Barry Frost

Personal information
- Full name: Barry George Frost
- Born: 6 February 1958 (age 68) Auckland, New Zealand
- Role: Umpire

Umpiring information
- T20Is umpired: 3 (2010–2012)
- WODIs umpired: 10 (1997–2015)
- WT20Is umpired: 8 (2010–2015)
- FC umpired: 102 (1999–2016)
- LA umpired: 94 (1998–2016)
- Source: CricketArchive, 22 February 2023

= Barry Frost =

New Zealand cricket umpire

Barry George Frost (born 6 February 1958) is a New Zealand former cricket umpire.

==Life and career==
Frost grew up on a dairy farm near Leigh, north of Auckland. He attended Mahurangi College in Warkworth before going to Auckland to work. He played club cricket in Auckland, and took up umpiring in 1995–96, after retiring from senior ranks.

Frost made his List A cricket umpiring debut in 1998 and first-class cricket debut in the following year.

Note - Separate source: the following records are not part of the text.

PR #332, opened 2023-05-30
feat!: otel metric hook

### LINKED ISSUE #329: [FEATURE] Implement OTel metrics hook
**Background**

Consider OFEP [1] - https://github.com/open-feature/ofep/pull/62 

Go-SDK hook implementation is ready[2] and this issue focuses on Java-sdk implementation of the hook.

**Outcome**

OTel hooks for metrics as define by OFEP

[1] - https://github.com/open-feature/ofep/pull/62 
[2] - https://github.com/open-feature/go-sdk-contrib/pull/217

Kavindu-Dodan:
## This PR

Fixes #329 by implementing the OTel metrics hook OFEP proposed through https://github.com/open-feature/ofep/pull/62 

⚠️ Breaking change - Renaming Traces and Metrics classes to give better meaning

- Library (`dev.openfeature.contrib.hooks`) version is updated to 2.0.0
- Renamed `OpenTelemetryHook` to `TracesHook`
- Renamed `OpenTelemetryHookOptions` to `TracesHookOptions`

### DIFF
--- a/hooks/open-telemetry/pom.xml
+++ b/hooks/open-telemetry/pom.xml
@@ -28,9 +28,13 @@
 		<!-- we inherent dev.openfeature.javasdk and the test dependencies from the parent pom -->
 		<dependency>
 			<groupId>io.opentelemetry</groupId>
-			<artifactId>opentelemetry-sdk</artifactId>
+			<artifactId>opentelemetry-api</artifactId>
 		</dependency>
-
+		<dependency>
+			<groupId>io.opentelemetry</groupId>
+			<artifactId>opentelemetry-sdk-testing</artifactId>
+			<scope>test</scope>
+		</dependency>
 	</dependencies>
 
 	<dependencyManagement>
--- a/hooks/open-telemetry/pom.xml
+++ b/hooks/open-telemetry/pom.xml
@@ -9,7 +9,7 @@
 	</parent>
 	<groupId>dev.openfeature.contrib.hooks</groupId>
 	<artifactId>otel</artifactId>
-	<version>1.0.3</version> <!--x-release-please-version -->
+	<version>2.0.0</version> <!--x-release-please-version -->
 
 	<name>open-telemetry-hook</name>
 	<description>Open Telemetry Hook</description>
--- a/hooks/open-telemetry/pom.xml
+++ b/hooks/open-telemetry/pom.xml
@@ -1,51 +1,59 @@
 <?xml version="1.0" encoding="UTF-8"?>
-<project xmlns="http://maven.apache.org/POM/4.0.0" xmlns:xsi="http://www.w3.org/2001/XMLSchema-instance" xsi:schemaLocation="http://maven.apache.org/POM/4.0.0 https://maven.apache.org/xsd/maven-4.0.0.xsd">
-	<modelVersion>4.0.0</modelVersion>
-	<parent>
-		<groupId>dev.openfeature.contrib</groupId>
-		<artifactId>parent</artifactId>
-		<version>0.1.0</version>
-		<relativePath>../../pom.xml</relativePath>
-	</parent>
-	<groupId>dev.openfeature.contrib.hooks</groupId>
-	<artifactId>otel</artifactId>
-	<version>2.0.0</version> <!--x-release-please-version -->
+<project xmlns="http://maven.apache.org/POM/4.0.0" xmlns:xsi="http://www.w3.org/2001/XMLSchema-instance"
+         xsi:schemaLocation="http://maven.apache.org/POM/4.0.0 https://maven.apache.org/xsd/maven-4.0.0.xsd">
+    <modelVersion>4.0.0</modelVersion>
+    <parent>
+        <groupId>dev.openfeature.contrib</groupId>
+        <artifactId>parent</artifactId>
+        <version>0.1.0</version>
+        <relativePath>../../pom.xml</relativePath>
+    </parent>
+    <groupId>dev.openfeature.contrib.hooks</groupId>
+    <artifactId>otel</artifactId>
+    <version>2.0.0</version> <!--x-release-please-version -->
 
-	<name>open-telemetry-hook</name>
-	<description>Open Telemetry Hook</description>
-	<url>https://openfeature.dev</url>
+    <name>open-telemetry-hook</name>
+    <description>Open Telemetry Hook</description>
+    <url>https://openfeature.dev</url>
 
-	<developers>
-		<developer>
-			<id>toddbaert</id>
-			<name>Todd Baert</name>
-			<organization>OpenFeature</organization>
-			<url>https://openfeature.dev/</url>
-		</developer>
-	</developers>
+    <developers>
+        <developer>
+            <id>toddbaert</id>
+            <name>Todd Baert</name>
+            <organization>OpenFeature</organization>
+            <url>https://openfeature.dev/</url>
+        </developer>
+    </developers>
 
-	<dependencyManagement>
-		<dependencies>
-			<dependency>
-				<groupId>io.opentelemetry</groupId>
-				<artifactId>opentelemetry-bom</artifactId>
-				<version>1.28.0</version>
-				<type>pom</type>
-				<scope>import</scope>
-			</dependency>
-		</dependencies>
-	</dependencyManagement>
+    <dependencyManagement>
+        <dependencies>
+            <dependency>
+                <groupId>io.opentelemetry</groupId>
+                <artifactId>opentelemetry-bom</artifactId>
+                <version>1.28.0</version>
+                <type>pom</type>
+                <scope>import</scope>
+            </dependency>
+        </dependencies>
+    </dependencyManagement>
 
-	<dependencies>
-		<dependency>
-			<groupId>io.opentelemetry</groupId>
-			<artifactId>opentelemetry-api</artifactId>
-		</dependency>
-		<dependency>
-			<groupId>io.opentelemetry</groupId>
-			<artifactId>opentelemetry-sdk-testing</artifactId>
-			<scope>test</scope>
-		</dependency>
-	</dependencies>
+    <dependencies>
+        <dependency>
+            <groupId>dev.openfeature</groupId>
+            <artifactId>sdk</artifactId>
+            <version>[1.4,2.0)</version>
+            <scope>provided</scope>
+        </dependency>
+
+        <dependency>
+            <groupId>io.opentelemetry</groupId>
+            <artifactId>opentelemetry-api</artifactId>
+        </dependency>
+        <dependency>
+            <groupId>io.opentelemetry</groupId>
+            <artifactId>opentelemetry-sdk-testing</artifactId>
+            <scope>test</scope>
+        </dependency>
+    </dependencies>
 
 </project>
--- a/hooks/open-telemetry/pom.xml
+++ b/hooks/open-telemetry/pom.xml
@@ -24,19 +24,6 @@
 		</developer>
 	</developers>
 
-	<dependencies>
-		<!-- we inherent dev.openfeature.javasdk and the test dependencies from the parent pom -->
-		<dependency>
-			<groupId>io.opentelemetry</groupId>
-			<artifactId>opentelemetry-api</artifactId>
-		</dependency>
-		<dependency>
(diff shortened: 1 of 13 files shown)


pom.xml
```diff
@@ -55,7 +55,7 @@
             <groupId>dev.openfeature</groupId>
             <artifactId>sdk</artifactId>
             <!-- 1.0 <= v < 2.0 -->
-            <version>[1.0,2.0)</version>
+            <version>1.4.0-SNAPSHOT</version>
```
Kavindu-Dodan: Development only - must be removed when review ready

hooks/open-telemetry/src/main/java/dev/openfeature/contrib/hooks/otel/OpenTelemetryMetricHook.java
```diff
@@ -0,0 +1,167 @@
...
+import static dev.openfeature.contrib.hooks.otel.OtelCommons.providerNameAttributeKey;
+import static dev.openfeature.contrib.hooks.otel.OtelCommons.variantAttributeKey;
+
+
+/**
+ * OpenTelemetry metric hook records metrics at different {@link Hook} stages.
+ */
+@Slf4j
+@SuppressWarnings("PMD.TooManyStaticImports")
+public class OpenTelemetryMetricHook implements Hook {
```
toddbaert:
```suggestion
public class MetricsHook implements Hook {
```

I think `dev.openfeature.contrib.hooks.otel` conveys well-enough this is an OTel component, so we don't need it in the class name.

Could also be `MetricHook` not sure which pluralization is better.

hooks/open-telemetry/src/main/java/dev/openfeature/contrib/hooks/otel/OpenTelemetryHook.java
```diff
@@ -3,27 +3,24 @@
...
+import static dev.openfeature.contrib.hooks.otel.OtelCommons.EVENT_NAME;
+import static dev.openfeature.contrib.hooks.otel.OtelCommons.flagKeyAttributeKey;
+import static dev.openfeature.contrib.hooks.otel.OtelCommons.providerNameAttributeKey;
+import static dev.openfeature.contrib.hooks.otel.OtelCommons.variantAttributeKey;
+
 /**
  * The OpenTelemetry hook provides a way to automatically add a feature flag evaluation to a span as a span event.
  * Refer to <a href="https://github.com/open-telemetry/opentelemetry-specification/blob/main/specification/trace/semantic_conventions/feature-flags.md">OpenTelemetry</a>
  */
 public class OpenTelemetryHook implements Hook {
```
toddbaert:
```suggestion
public class TraceHook implements Hook {
```
TracingHook could also be OK, but I think we should make this a breaking change and rename this old hook to be more precise.

hooks/open-telemetry/src/main/java/dev/openfeature/contrib/hooks/otel/OpenTelemetryMetricHook.java
```diff
@@ -0,0 +1,167 @@
...
+                        .build();
+
+        evaluationRequestCounter = meter.counterBuilder(EVALUATION_REQUESTS_TOTAL)
+                .setDescription("feature flag evaluation request counter").build();
+
+        evaluationSuccessCounter = meter.counterBuilder(FLAG_EVALUATION_SUCCESS_TOTAL)
+                .setDescription("feature flag evaluation success counter").build();
+
+        evaluationErrorCounter = meter.counterBuilder(FLAG_EVALUATION_ERROR_TOTAL)
+                .setDescription("feature flag evaluation error counter").build();
```
toddbaert: Are there metric standard conventions in OTel that allow us to standardize these descriptions?

I noticed these don't use capitals/punctualtion (both here and in Go). Personally, I like that, but I'm wondering if there's a recommended style?

Kavindu-Dodan: This is optional and does not have any specific format [1]

> The description is an optional free-form text provided by the author of the instrument. The API MUST treat it as an opaque string.

So I don't think we need any formatting here

[1] - https://opentelemetry.io/docs/specs/otel/metrics/api/#instrument-description

toddbaert: Cool. I'm fine with keeping them as is, since they are sentence fragments. If anyone has any strong preference for capitalization/punctuation, I will let them make that argument.

Kavindu-Dodan: Thank you. I am open for any suggestions here :)

hooks/open-telemetry/src/main/java/dev/openfeature/contrib/hooks/otel/OpenTelemetryMetricHook.java
Kavindu-Dodan: Agree with this proposal 😞  but I think we already have the OpenTelemetry prefix in existing classes [1]. Changing only this is odd.

[1] - https://github.com/open-feature/java-sdk-contrib/tree/main/hooks/open-telemetry/src/main/java/dev/openfeature/contrib/hooks/otel

hooks/open-telemetry/src/main/java/dev/openfeature/contrib/hooks/otel/OpenTelemetryHook.java
Kavindu-Dodan: See the comment here [1]

[1] - https://github.com/open-feature/java-sdk-contrib/pull/332#discussion_r1254989278

hooks/open-telemetry/src/main/java/dev/openfeature/contrib/hooks/otel/OpenTelemetryMetricHook.java
toddbaert: > Agree with this proposal disappointed but I think we already have the OpenTelemetry prefix in existing classes [1]. Changing only this is odd.
> 
> [1] - https://github.com/open-feature/java-sdk-contrib/tree/main/hooks/open-telemetry/src/main/java/dev/openfeature/contrib/hooks/otel

Ya I think we should release a 2.0 and rename them all. That would be my vote.

hooks/open-telemetry/src/main/java/dev/openfeature/contrib/hooks/otel/OpenTelemetryMetricHook.java
```diff
@@ -0,0 +1,167 @@
...
+
+
+/**
+ * OpenTelemetry metric hook records metrics at different {@link Hook} stages.
+ */
+@Slf4j
+@SuppressWarnings("PMD.TooManyStaticImports")
+public class OpenTelemetryMetricHook implements Hook {
+
+    private static final String METER_NAME = "go.openfeature.dev";
```
toddbaert: I'm a bit confused about this name. Why "go"?

Kavindu-Dodan: arghh, this comes from go sdk. I copied the cosntants and this came with that 😞 . will fix

hooks/open-telemetry/src/main/java/dev/openfeature/contrib/hooks/otel/OpenTelemetryMetricHook.java
Kavindu-Dodan: Do you suggest doing that along with this change 🤔  Or should we first release this and then follow up on the v2.0

toddbaert: I don't think it needs to be done with this change, but I think it should be done before this change is released. I think having an `OpenTelemetryHook` and a `OpenTelemetryMetricHook` is inherently confusing - it's not clear what the first one does.

I can create an issue for after this is merged, if you'd prefer not to do it in this PR.

Kavindu-Dodan: Agree. I would like a follow-up as this PR focus on a feature. And the follow-up is a breaking change with a refactoring

Kavindu-Dodan: I will do this change with this PR and bump the version to 2.0.0

toddbaert: Fine with me!

Kavindu-Dodan: Done - https://github.com/open-feature/java-sdk-contrib/blob/4c6f93da9e27cdc87cf666c996a0fdc23ce5cab9/hooks/open-telemetry/src/main/java/dev/openfeature/contrib/hooks/otel/MetricsHook.java

hooks/open-telemetry/src/main/java/dev/openfeature/contrib/hooks/otel/OpenTelemetryHook.java
Kavindu-Dodan: Done - https://github.com/open-feature/java-sdk-contrib/blob/4c6f93da9e27cdc87cf666c996a0fdc23ce5cab9/hooks/open-telemetry/src/main/java/dev/openfeature/contrib/hooks/otel/TracesHook.java

Kavindu-Dodan:
@toddbaert like you proposed, I have made this a breaking change. Plus refactored by renaming OTel hook classes

hooks/open-telemetry/pom.xml
```diff
@@ -28,9 +28,13 @@
 		<!-- we inherent dev.openfeature.javasdk and the test dependencies from the parent pom -->
 		<dependency>
 			<groupId>io.opentelemetry</groupId>
-			<artifactId>opentelemetry-sdk</artifactId>
+			<artifactId>opentelemetry-api</artifactId>
```
toddbaert: Do we need to specify a minimum version now? Particularly because of metrics?

toddbaert (approved):
LGTM - I think [this](https://github.com/open-feature/java-sdk-contrib/pull/332/files#r1264081220) is my only concern.

pom.xml
```diff
@@ -55,7 +55,7 @@
             <groupId>dev.openfeature</groupId>
             <artifactId>sdk</artifactId>
             <!-- 1.0 <= v < 2.0 -->
-            <version>[1.0,2.0)</version>
+            <version>[1.4.0,2.0)</version>
```
toddbaert: This will make `1.4.0` a requirement for everything. I think we want to add this section to just the otel hook pom, which will override this one.

toddbaert (changes requested):
https://github.com/open-feature/java-sdk-contrib/pull/332/files#r1264136869

hooks/open-telemetry/pom.xml
Kavindu-Dodan: This is managed by the dependency management entry [1]. I think the comment above this is misleading and dependency management placement is not ideal (event I was confused how this is resolved)


[1] - https://github.com/open-feature/java-sdk-contrib/blob/main/hooks/open-telemetry/pom.xml#L36-L46

Kavindu-Dodan: restructured the pom to reduce confusion

pom.xml
Kavindu-Dodan: hmm, I will check if this is possible

Kavindu-Dodan: Yup, it's possible - https://github.com/open-feature/java-sdk-contrib/pull/332/files#diff-04c08d30909eade5e2f0b110b60da00732703796061a62a38bdb7ae66db549caR40-R46

Updated hook pom to have this depdency

toddbaert (approved):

He umpired three Twenty20 Internationals between 2010 and 2012, and 10 women's One-day internationals between 1997 and 2015. He was the founding President of the New Zealand Professional Cricket Umpires' Association in 2011.

In 2015–16 Frost became the eighth New Zealand umpire to officiate in 100 first-class matches. He retired after the 2015–16 season.